### WHAT YOU WILL DO
Those lines of the records that contain "setStripPathRegex" are to be located and copied.

DATA RECORDS START

PR #505, opened 2018-12-07
ci: Remove hhvm test target

kattrali:
HHVM has gone its own way from the true path of PHP 7

Ref: https://hhvm.com/blog/2017/09/18/the-future-of-hhvm.html

### DIFF
--- a/.travis.yml
+++ b/.travis.yml
@@ -28,29 +28,8 @@ matrix:
       env: GUZZLE_VERSION=^5.3
     - php: 7.2
       env: GUZZLE_VERSION=^6.0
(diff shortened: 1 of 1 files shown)


Cawllec:
We can remove the constraint on mockery from [here](https://github.com/bugsnag/bugsnag-php/pull/499/files) at the same time.

GrahamCampbell:
Is there any stats on how many reports are being sent to Bugsnag from HHVM?

kattrali:
Not much in the way of stats, though its something we are working on. Its literally never come up in a request or support though.

PR #507, opened 2018-12-07
fix: Allow modification of stack values by using references

kattrali:
Makes it possible to modify stack frame values without having to
completely reconstruct the stack from modified frames.

For example, this now works:

```php
\Bugsnag::registerCallback(function ($report) {
    $frames = &$report->getStacktrace()->getFrames();
    foreach ($frames as &$frame) {
        $frame["inProject"] = true;
    }
});
```

## Changeset

Added reference indicators to `toArray()` and `getFrames()`

## Tests

* Added a new callback test which changes a frame value by reference

## Review

  - [x] Final review

### DIFF
--- a/tests/ClientTest.php
+++ b/tests/ClientTest.php
@@ -167,18 +167,18 @@ class ClientTest extends TestCase
 
         $this->client->notify($report = Report::fromNamedError($this->config, 'Magic', 'oh no'));
 
-        $this->assertFalse($report->getStacktrace()->getFrames()[0]["inProject"]);
+        $this->assertFalse($report->getStacktrace()->getFrames()[0]['inProject']);
 
         $this->client->registerCallback(function (Report $report) {
             $frames = &$report->getStacktrace()->getFrames();
-            $frames[0]["inProject"] = true;
+            $frames[0]['inProject'] = true;
 
             return true;
         });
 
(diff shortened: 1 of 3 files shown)


tests/ClientTest.php
```diff
@@ -159,6 +159,28 @@ public function testBeforeNotifySkipsError()
...
+
+        $this->client->setBatchSending(false);
+
+        $this->client->notify($report = Report::fromNamedError($this->config, 'Magic', 'oh no'));
+
+        $this->assertFalse($report->getStacktrace()->getFrames()[0]['inProject']);
+
+        $this->client->registerCallback(function (Report $report) {
+            $frames = &$report->getStacktrace()->getFrames();
+            $frames[0]['inProject'] = true;
```
Cawllec: Can we test against something that explicitly won't be there, as `inProject` could conceivably be `true`, making this a false positive (or at least ambiguous to read).  Something like:
`$frames[0]['testFlag'] = true;`
With a corresponding assertion?

kattrali: That's why there are two assertions in this test. One to check that the value is false by default and then adding a callback, notifying, and checking that the value is true.

GrahamCampbell:
This might lead to unintended side effects if people are modifying the result from the getter.

kattrali:
Don’t really see how in a practical sense; it would still need to be referenced correctly to modify the report.

PR #514, opened 2019-01-23
Add setProjectRootRegex method

Cawllec:
## Goal
Adds `setProjectRootRegex` to the `Configuration` class, allowing the `projectRoot` regex to be set directly.

Based on #501 by @jpcid, this adds additional tests and a dedicated method in the Client class to allow calling the added `setProjectRootRegex` method in the Configuration.

### DIFF
--- a/src/Configuration.php
+++ b/src/Configuration.php
@@ -282,6 +282,7 @@ class Configuration
         }
 
         $this->projectRootRegex = $projectRootRegex;
+        $this->setStripPathRegex($projectRootRegex);
     }
 
     /**
--- a/src/Configuration.php
+++ b/src/Configuration.php
@@ -261,7 +261,8 @@ class Configuration
      */
     public function setProjectRoot($projectRoot)
     {
-        $this->setProjectRootRegex('/^'.preg_quote($projectRoot, '/').'[\\/]?/i');
+        $projectRootRegex = $projectRoot ? '/^'.preg_quote($projectRoot, '/').'[\\/]?/i' : null;
+        $this->setProjectRootRegex($projectRootRegex);
     }
 
     /**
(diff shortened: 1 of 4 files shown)


src/Configuration.php
```diff
@@ -268,6 +268,22 @@ public function setProjectRoot($projectRoot)
...
+     * @return void
+     */
+    public function setProjectRootRegex($projectRootRegex)
+    {
+        if (@preg_match($projectRootRegex, null) === false) {
+            throw new InvalidArgumentException('Invalid project root regex: '.$projectRootRegex);
+        }
+
+        $this->projectRootRegex = $projectRootRegex;
+    }
```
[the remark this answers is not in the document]
Cawllec: I've added some which are basically copies of the existing client ones for `setStripPathRegex`, as well as testing the call through from `setProjectRootRegex`.

src/Configuration.php
```diff
@@ -261,11 +261,24 @@ public function getFilters()
      */
     public function setProjectRoot($projectRoot)
     {
-        $this->projectRootRegex = $projectRoot ? '/^'.preg_quote($projectRoot, '/').'[\\/]?/i' : null;
+        $this->setProjectRootRegex('/^'.preg_quote($projectRoot, '/').'[\\/]?/i');
```
kattrali: This should still check for and allow a null value to be set without throwing an exception in setProjectRootRegex.

Cawllec: Added some checks to enable the `stripPath` & `projectRoot` to be null.  As we already check for truthiness in the `isInProject` and `getStrippedFilePath` methods this will cover these cases.

jpcid:
You guys are awesome! I was very busy last month and I did not have time to apply your feedback to the original PR

Thank you @kattrali and @Cawllec.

DATA RECORDS END

### RESULT OF THE EXERCISE
+        $this->setStripPathRegex($projectRootRegex);
Cawllec: I've added some which are basically copies of the existing client ones for `setStripPathRegex`, as well as testing the call through from `setProjectRootRegex`.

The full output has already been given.